### TASK DETAILS
With the first line below as the start and the line containing "- delete-then-copy per" as the end, copy every line between them exactly, ends included.

[Stored data]
┌──

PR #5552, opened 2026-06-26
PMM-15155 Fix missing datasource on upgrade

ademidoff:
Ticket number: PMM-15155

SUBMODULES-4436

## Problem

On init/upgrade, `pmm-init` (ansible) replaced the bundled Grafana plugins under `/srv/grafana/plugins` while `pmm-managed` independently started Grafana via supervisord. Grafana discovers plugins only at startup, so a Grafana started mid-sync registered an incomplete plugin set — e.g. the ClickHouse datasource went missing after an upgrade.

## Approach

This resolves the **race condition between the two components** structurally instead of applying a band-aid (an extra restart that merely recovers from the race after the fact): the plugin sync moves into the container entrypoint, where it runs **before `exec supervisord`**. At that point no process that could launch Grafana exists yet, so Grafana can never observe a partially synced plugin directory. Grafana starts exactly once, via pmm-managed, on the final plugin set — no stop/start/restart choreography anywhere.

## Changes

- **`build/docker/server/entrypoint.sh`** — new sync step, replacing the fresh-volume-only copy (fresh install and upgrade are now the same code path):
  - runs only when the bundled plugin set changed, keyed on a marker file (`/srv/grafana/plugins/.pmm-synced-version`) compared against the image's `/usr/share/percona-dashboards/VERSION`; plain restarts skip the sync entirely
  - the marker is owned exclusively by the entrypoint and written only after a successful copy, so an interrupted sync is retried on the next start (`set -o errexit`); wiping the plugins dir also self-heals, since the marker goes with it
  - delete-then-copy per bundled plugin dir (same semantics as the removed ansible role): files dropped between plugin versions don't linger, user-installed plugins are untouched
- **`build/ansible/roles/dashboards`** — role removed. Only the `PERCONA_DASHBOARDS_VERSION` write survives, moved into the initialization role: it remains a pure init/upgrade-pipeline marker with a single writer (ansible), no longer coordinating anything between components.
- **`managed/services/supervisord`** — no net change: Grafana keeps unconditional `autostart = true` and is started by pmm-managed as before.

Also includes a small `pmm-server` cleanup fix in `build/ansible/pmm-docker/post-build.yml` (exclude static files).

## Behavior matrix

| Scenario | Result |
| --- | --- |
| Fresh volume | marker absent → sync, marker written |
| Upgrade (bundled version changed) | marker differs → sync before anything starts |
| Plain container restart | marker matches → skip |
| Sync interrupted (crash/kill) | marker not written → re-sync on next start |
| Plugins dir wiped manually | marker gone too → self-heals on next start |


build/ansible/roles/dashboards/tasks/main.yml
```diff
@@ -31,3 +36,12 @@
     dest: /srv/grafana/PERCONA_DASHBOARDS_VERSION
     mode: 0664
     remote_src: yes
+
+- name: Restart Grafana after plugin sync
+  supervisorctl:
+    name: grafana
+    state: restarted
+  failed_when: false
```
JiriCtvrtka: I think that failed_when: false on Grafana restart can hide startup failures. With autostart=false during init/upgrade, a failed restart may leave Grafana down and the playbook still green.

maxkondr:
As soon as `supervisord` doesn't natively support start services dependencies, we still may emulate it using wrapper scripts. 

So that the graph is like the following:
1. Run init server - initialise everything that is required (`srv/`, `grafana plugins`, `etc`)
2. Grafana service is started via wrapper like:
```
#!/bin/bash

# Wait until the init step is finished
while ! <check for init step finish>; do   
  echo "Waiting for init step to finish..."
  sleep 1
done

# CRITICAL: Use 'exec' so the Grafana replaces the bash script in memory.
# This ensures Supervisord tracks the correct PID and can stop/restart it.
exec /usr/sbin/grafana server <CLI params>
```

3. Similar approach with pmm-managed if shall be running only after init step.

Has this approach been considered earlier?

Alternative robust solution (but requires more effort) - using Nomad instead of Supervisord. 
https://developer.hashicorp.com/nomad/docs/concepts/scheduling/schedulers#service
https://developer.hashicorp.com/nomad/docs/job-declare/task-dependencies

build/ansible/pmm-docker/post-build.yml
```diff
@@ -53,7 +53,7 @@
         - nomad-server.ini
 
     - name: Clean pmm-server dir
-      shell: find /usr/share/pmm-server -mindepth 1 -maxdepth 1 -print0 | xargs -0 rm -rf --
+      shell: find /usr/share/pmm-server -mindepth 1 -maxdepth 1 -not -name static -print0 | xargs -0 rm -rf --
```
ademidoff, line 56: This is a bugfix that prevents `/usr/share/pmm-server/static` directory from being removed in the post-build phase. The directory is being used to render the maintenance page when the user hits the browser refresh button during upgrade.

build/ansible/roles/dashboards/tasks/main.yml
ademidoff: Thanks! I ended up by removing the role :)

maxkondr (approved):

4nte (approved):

└──

### SOLUTION TO THE EXERCISE
PR #5552, opened 2026-06-26
PMM-15155 Fix missing datasource on upgrade

ademidoff:
Ticket number: PMM-15155

SUBMODULES-4436

## Problem

On init/upgrade, `pmm-init` (ansible) replaced the bundled Grafana plugins under `/srv/grafana/plugins` while `pmm-managed` independently started Grafana via supervisord. Grafana discovers plugins only at startup, so a Grafana started mid-sync registered an incomplete plugin set — e.g. the ClickHouse datasource went missing after an upgrade.

## Approach

This resolves the **race condition between the two components** structurally instead of applying a band-aid (an extra restart that merely recovers from the race after the fact): the plugin sync moves into the container entrypoint, where it runs **before `exec supervisord`**. At that point no process that could launch Grafana exists yet, so Grafana can never observe a partially synced plugin directory. Grafana starts exactly once, via pmm-managed, on the final plugin set — no stop/start/restart choreography anywhere.

## Changes

- **`build/docker/server/entrypoint.sh`** — new sync step, replacing the fresh-volume-only copy (fresh install and upgrade are now the same code path):
  - runs only when the bundled plugin set changed, keyed on a marker file (`/srv/grafana/plugins/.pmm-synced-version`) compared against the image's `/usr/share/percona-dashboards/VERSION`; plain restarts skip the sync entirely
  - the marker is owned exclusively by the entrypoint and written only after a successful copy, so an interrupted sync is retried on the next start (`set -o errexit`); wiping the plugins dir also self-heals, since the marker goes with it
  - delete-then-copy per bundled plugin dir (same semantics as the removed ansible role): files dropped between plugin versions don't linger, user-installed plugins are untouched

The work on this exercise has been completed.